Classification Models & Visual Insights
Model Training & Visualizations
We trained and evaluated two different models using TF-IDF vectorized news article data:
- Logistic Regression
- Multinomial Naive Bayes
Each model was evaluated on performance metrics and supported with insightful visualizations.
🔹 1. Logistic Regression
A linear classifier suitable for sparse high-dimensional data like TF-IDF.
Metrics Calculated:
- Accuracy
- Precision
- Recall
- F1 Score
📊 Visualizations:
- Confusion Matrix — Displays correct and incorrect predictions.
- Correlation Matrix — Shows correlation between article text length and label.
- Top Keywords — Bar plots of the most predictive words for fake and real news.
2. Multinomial Naive Bayes
A fast, probabilistic classifier designed for text data with discrete features.
Metrics Calculated:
- Accuracy
- Precision
- Recall
- F1 Score
📊 Visualizations:
- Confusion Matrix — Indicates classification performance.
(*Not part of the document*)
PR #7358, opened 2026-01-26
Assert before terminating on `throw` in device code

davebayer:
Currently, if an exception is thrown in device code, we just call `cuda::std::terminate`. There is basically no way to find out what went wrong.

- ROC Curve — Visualizes the trade-off between true positive and false positive rates.
- Word Clouds:
- 🔴 Fake News — Shows frequent terms in fake news articles
Fake News - 🟢 Real News — Highlights words common in real news articles
Real News
These visualizations help interpret not just how well the models performed, but also why — based on word patterns and prediction behavior.